This document details the voter selection algorithm of a split ticket session.


Allowing the purchase of split tickets in the decred network may introduce a systemic vulnerability that allows a big decred holder to increase its influence beyond what is possible by buying single tickets (influence amplification).

This might happen if the the voting criteria used by the split ticket matcher service allows a well-funded attacker to strategically buy portions of a ticket that grant them the voting rights of the full ticket while denying other participants their voting power.

The only viable strategy for granting voting rights to a participant of a split ticket that does not introduce this risk is to randomly select one of the participants in a uniform fashion, weighed by their percentage contribution to it. In other words, someone purchasing 60% of a ticket should have only 60% chance of being selected as the voter of that ticket.

That leaves open the question of how to select the voting participant, among those contributing to a split ticket, in a manner that does not introduce influence amplification concerns.

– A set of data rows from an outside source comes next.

PR #10186, opened 2026-07-11
fix(gas): preserve settled prefix across create check

pirapira:
## Summary
- preserve exact settled-prefix block gas across the payload gas-limit decode
- apply the CREATE transaction regular/state availability checks to the preserved value
- remove a false rejection caused by using a clobbered caller-saved register

## Execution-specs alignment
The multi-transaction path now checks the following CREATE transaction against the remaining 2D block budget after the preceding transaction settles, matching execution-specs reservation/release ordering.

## Verification
- fixture 2236: 1/1 exact
- EIP-8025 witness bytecode contract-creation group: 10/10 exact
- randomized fixtures 2000-2999, seed 20260777: 1000/1000 exact
- lake build
- check-file-size.sh
- check-layering.sh
- check-forbidden-tactics.sh

### DIFF
--- a/EvmAsm/Codegen/Programs/BlockVerdictDataSection.lean
+++ b/EvmAsm/Codegen/Programs/BlockVerdictDataSection.lean
@@ -454,6 +454,9 @@ def ziskStatelessVerdictV2DataSection : String :=
   -- delegation marker. Debug/accounting context for auth-base state refunds;
   -- regular gas refunds are threaded through tx_eip7702_existing_authority_refund.
   "bvgr_tx_predelegated_auth_count:\n  .zero " ++ toString bvMtxU64ArenaBytes ++ "\n" ++
+  -- Preserve the settled-prefix block gas across `bgv_u64le` while checking
+  -- whether a following CREATE transaction fits the remaining 2D budget.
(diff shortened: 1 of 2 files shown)


pirapira:
**Review (Claude Code) — LGTM.** Clean caller-saved-register bugfix.

Root cause: the old sequence did `mv t0, a2` (stash settled-prefix used-gas) then `jal ra, bgv_u64le`, which clobbers `t0` (caller-saved), so the following `bltu a0, t0` compared the decoded CREATE-tx gas limit against garbage. The fix spills `a2` to a new named data slot (`bv_mtx_creation_prefix_used`) before the call and reloads it after — minimal and correct. Semantics preserved: `a0` = decoded gas limit, reloaded `t0` = settled prefix used, `bltu a0,t0 → fail` then `sub` = remaining 2D budget, matching the reservation/release ordering.

No `sorry`/`native_decide`/`bv_decide`/`maxHeartbeats`; new `.zero 8` data slot only. Validation (fixture 2236, EIP-8025 creation 10/10, randomized 1000/1000) is sufficient for a 4-line register fix. Ready for `merge!`.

In particular, a naive implementation of voter selection (matcher service provider randomly choosing a participant) is vulnerable to a malicious matcher always choosing a specific (possibly confederate) participant.

Therefore we need to design a voter selection algorithm that randomly chooses the voter in a determinisc way, while preventing any one participant (or matcher) to unilaterally influence the choice.

The Algorithm

The voter selection algorithm uses a round of communication injected at the start of the split ticket matching workflow. The general algorithm is the following:

  1. Participants generate a random number (secret) and hash this secret number;
  2. Participants send the hash of the secret to the matcher service; the service replies with the hashes of all participants;
  3. The participants reveal their secret numbers to the matcher; the matcher replies with the secret numbers of all participants;
  4. The matcher and each participant can now discover the voting participant by the following subroutine:
    1. The secret numbers are concatenated into a single bit string;
    2. The hash of this bit string is calculated;
    3. The coin selected to vote is calculated as the previous hash modulo the ticket price;
    4. The voting participant is the owner of the coin with the index indicated by the previous step

There are many fine points to address in the algorithm implementation, but the high level overview is that participants pre-commit to a given voter before knowing who exactly is the voter.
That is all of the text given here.